Hybrid interconnection rules are the focus at Federal Energy Regulatory Commission (FERC) technical conference, set to take place July 23, 2020. Grid-scale storage is driving storage plus solar, storage plus (solar and wind) combinations. It is in the interests of solar and storage developers to have a single interconnection study for solar and storage interconnection requests at the same point of interconnection.
The reason behind the FERC Technical Conference
FERC Order 841 treats electric storage resources as a generation asset. Naturally, many comments to FERC asked for clarification around generator interconnection rules, explicitly focusing on storage plus other renewable technologies such as solar. But FERC was not ready to provide clarity on hybrid interconnections in that Order 841, citing that “co-located resources” are “beyond the scope of this proceeding.”
Advanced Energy Economy, Energy Storage Association, Union of Concerned Scientists, Midwest Transmission Dependent Utilities (TDUs), and Next Era Resources – all tried to ask FERC to guide co-located resources in Order 841 compliance.
The tussle between distribution and transmission connections
The real question at hand is, will storage developers be allowed to interconnect at the transmission system without going through the laborious generator interconnection queue process? Ideally, distribution connected storage developers should be allowed to discharge to the transmission system and obtain revenues from wholesale energy, capacity, and ancillary services markets—the behind-the-meter storage charges from the distributed solar. And defer the need for a distribution feeder upgrade.
Energy storage is accessible to both transmission and distribution because it is flexible. By restricting BTM storage’s participation in wholesale markets, the electric grid loses some benefits. FERC Order 841 does not pre-empt the State rights for distribution interconnection. FERC said, “we reiterate here that all Electric Storage Resources must comply with any applicable interconnection and operating requirements.” Storage developers are caught between transmission interconnection that takes time but has consistent rules in organized markets and distribution interconnections that should typically take less time. However, they have inconsistent rules unless a state commission has stepped up and initiated a proceeding.

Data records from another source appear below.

PR #30, opened 2016-09-12
Remove test deploy config, replace with live version

yozlet:
... now that we can push the repo live! Yay!

REMEMBER, after merging this, `staging` also needs to be merged to `master`.


juliaelman:
Looks great - we will need to add in the `release` deploy as well and then we are GTG! 😄

juliaelman:
LGTM

PR #49, opened 2016-09-22
Update css watch cmd to point to the correct styles dir for uswds.

juliaelman:
The `watch` command currently points to the incorrect directory for the WDS packaged styles, which therefore does not update the styles correctly when developing locally. This PR solves the crime!


maya:
🚀

PR #51, opened 2016-09-26
adding images for page template examples

donjo:
## Description

Adding images for the page template examples.


maya:
@donjo looks pretty good. I think there's too much padding on the left and right - I'd crop it in so it's visually around 30px on each side.

PR #66, opened 2016-10-21
Fix un-hyperlinked URL in maturity scale page

toolness:
The following paragraph is on the [component maturity scale](https://standards.usa.gov/about-our-work/component-maturity-scale/) page:

> Our system is inspired by http://usajobs.github.io/design-system/getting-started/#maturity, who outline a maturity scale of their own in their Getting Started and who use these labels on the individual component page.

While GitHub is hyperlinking that URL above, it is *not* hyperlinked on the generated site, which requires users to manually copy and paste it into a separate browser tab.  However, it's also difficult to read as a raw URL, so I made it hyperlinked text and simplified the sentence a bit:

> Our system is inspired by the [USAJOBS Design System maturity scale](http://usajobs.github.io/design-system/getting-started/#maturity), which uses similar labels on its individual component pages.


juliaelman:
Nice catch, thanks @toolness!

PR #71, opened 2016-11-09
Removed the line stating jQuery 2.2.0 is included with the USWDS. jQu…

teebolt:
## Description

The documentation currently suggests that uswds.js includes jQuery 2.2.0. This can cause issues and break pages if a.) there is an expectation that jQuery will be loaded to the global namespace or b.) another version of jQuery is already being loaded.

## Additional information

I am not sure what the plan is for uswds.js. There seems to be some relics of when jQuery was actually bundled. 

I would recommend not having any jQuery or reference to jQuery unless jQuery is required as a dependancy.

### DIFF
--- a/pages/getting-started/developers.md
+++ b/pages/getting-started/developers.md
@@ -55,10 +55,6 @@ of your downloaded assets. And the un-minified version is better if you are in a
 development environment or would like to debug the CSS or JavaScript assets in
 the browser. The examples above recommend using the minified versions.
 
-This version of the Standards includes jQuery version `2.2.0` bundled within the
-JavaScript file. Please make sure that you're not including any other version
-of jQuery on your page.
-
 And that’s it — you should be set to use the Standards.
 
 ### Using npm
--- a/pages/getting-started/developers.md
+++ b/pages/getting-started/developers.md
@@ -59,6 +59,8 @@ And that’s it — you should be set to use the Standards.
 
 ### Using npm
 
+Note: Using npm to install the Standards will include jQuery version `2.2.0`. Please make sure that you're not including any other version of jQuery on your page.
+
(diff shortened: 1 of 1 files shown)


juliaelman:
@teebolt thank you for your pull request! 🎉  We've added this disclaimer in our "Getting Started" docs, as we do [include jQuery 2.2.0](https://github.com/18F/web-design-standards/blob/staging/package.json#L39) bundled into our latest version of the Standards.

However, the team has been working towards removing jQuery completely so as not to cause any conflicts in versioning or performance. You are welcome to follow along [here](https://github.com/18F/web-design-standards/issues/1351) where the last bit of the removal is happening.

Closing for now, but we will be sure to remove this disclaimer once we are no longer bundling jQuery.

teebolt:
That may be if someone is using npm to install the standards but downloading the code directly doesn't include jQuery.

juliaelman:
@teebolt indeed! What do you think about us changing the note to state that this is for the `npm` installation use case rather than making an overarching statement? Maybe change to:

> This version **distributed npm package** of the Standards includes jQuery version `2.2.0` bundled within the JavaScript file. Please make sure that you're not including any other version of jQuery on your page.

teebolt:
Works for me 👍

juliaelman:
Awesome! I'll re-open this if you want to make that change so we can get your contribution in here 😄 

I'll be on the lookout to review/merge!

teebolt:
Actually I'm wondering if it will be clear because it still says "bundled within the JavaScript file." Maybe it should go under the **Using npm** section? 

If someone installs via npm, does it actually bundle js code into uswds.js or does it include it as a dependency?

juliaelman:
@teebolt yes! I like this even better 👍

juliaelman:
Looks great and thank you for your contribution @teebolt! 🚀

PR #75, opened 2016-11-28
Updated the instruction to be clear that npm commands need to be ran at the folder level in terminal.

bradnunnally:
Added some instructions that clarified that npm commands need to occur at the folder in terminal.


juliaelman:
✨

PR #3619, opened 2023-03-01
Replace occurrences with highlights

jakebailey:
We just removed this in https://github.com/microsoft/TypeScript/pull/52347 but now we can't build the playground (oops).

Somehow we didn't find this use. We have had document highlights for a good while, so we can use it here.


mjbvz (approved):

jakebailey:
FWIW I checked and for the oldest version of TS that the TS playground supports (3.3), occurrences was already deprecated in favor of document highlights, so I believe this should be fairly safe.

hediet (approved):

PR #3720, opened 2023-03-03
Add a `customTypeScriptPath` option which should point to a script which defines a global `ts`

alexdima:
Allows configuring:
```ts
monaco.languages.typescript.typescriptDefaults.setWorkerOptions({
	customTypeScriptPath: 'https://someplace/typescript.js' // a file which will be loaded in the worker and which should define a global `ts` symbol
});
```


hediet:
Closing as there does not seem to be interest in this approach. Let's reopen once there is more interest in this.

PR #3350, opened 2022-10-04
Update typescript to 4.8.4

SferaDev:
Ideally `monaco` should allow customising the TypeScript version, 4.5.5 has several months and newer features are not available.

In the jump to 4.8, `InlayHintsOptions` has been removed and merged inside `UserPreferences`, not sure if you want to build a sub-type.

PR #3721, opened 2023-03-03
Update TypeScript to TS 5.0.2 in all projects, vendored files

jakebailey:
I'm working on making TS dynamically included. I noticed that `npm run import-typescript` wasn't run after TS was bumped to TS 4.7 which is making that change a little noisy because my change cleans up a bit of the vendored code (which I then can't commit because what's in main is the wrong files already).

I could send a PR that just finishes updating the vendored copy to what's defined in `package.json`, but it seems easiest to also just jump to the latest version of TypeScript at the same time.

This effectively supercedes #3350.


jakebailey:
Now updated to TS 5.0.

hediet:
Thanks!

aeschli (approved):

PR #3726, opened 2023-03-06
opt example 

PmcFizz:
when use iframe and the 'allow-modals' keyword is not set, the `alert` function is not used .


hediet (approved):

hediet:
Maybe it makes sense to set `allow-modals` though

ulugbekna (approved):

Example of a typical generator interconnection schedule and budget
For example, consider a 5-MW solar interconnection request at a transmission node in Nebraska Public Power District (NPPD), which is under the Southwest Power Pool (SPP) grid operator jurisdiction. First, the developer must pay a $35,000 cash deposit plus an additional $10,000 for the security deposit ($2,000 per MW) for this 5-MW request. SPP recommends 6 acres per MW solar, so the developer must provide documentation that they have “site control” for 30 acres. This first step is enough to enter the data before the next cluster window closes on April 30th, 2021. Generator interconnections are grouped in a “cluster.”
The second step, i.e., the review period, follows in May 2021. Phase 1 of the study kicks-in for 90 days after the review period. The developer has 15 business days to decide if they want to proceed after this phase 1, called “Decision Point 1.” Phase 2 of the study kicks-in for 120 days after the review period. Again, the developer has 15 business days to decide if they want to proceed after this phase 2 called “Decision Point 2.”
The third step, i.e., the facilities study, follows in the early part of 2022. This facility study takes 135 days after the end of decision point 2. Once again, the developer has 15 business days to decide if they want to proceed after this phase 3 called “Decision Point 3.” The generator interconnection agreement negotiation and FERC filing happen in 75 days following decision point 3.
Hence, for a request initiated in April 2021, by the time everything goes well and the interconnection agreement is signed – it is the end of August 2022. More than 500 days, if all goes strictly according to plan. This timeline is the primary reason why it is not in storage developers’ best interests to have two interconnection studies – one for solar and another for storage at the same point of interconnection.
If FERC rules are not clear
Interconnection customers may flood the distribution system if the interconnection rules are not clear at the transmission system level. Most states have started discussing a standard set of interconnection rules for distributed generation. Without a consistent distribution interconnection ruleset, each utility may have an interconnection screening process possibly different than others in the same state. This inconsistency may drive the cost and permitting confusion for the renewable project developer.
Energy Storage Association (ESA) position
ESA is balancing the interests of both utility-scale and distributed-scale storage developers as members. In response to ESA comment on storage resources assessed transmission charges, FERC said, “Order No. 841 specifies that electric storage resources should not be charged transmission charges when they are dispatched by an RTO/ISO to provide a service.” The question is – whether the service provided is reliability or economic? If reliability service, then storage does not have to pay for transmission charges. But if the service is economic, storage may have to pay for utilizing the transmission system. That is the reason behind the study process in the generator interconnection queue.
FERC disagreed with ESA’s argument requiring electric storage resources to register as both generator and demand asset types in New England Independent System Operator (ISO-NE). FERC said, that “could cause those resources to receive conflicting day-ahead schedules, thus preventing those resources from participating in ISO-NE’s energy, capacity, and ancillary service markets.” From FERC, it remains to be seen if renewable project developers receive favorable interconnection guidance.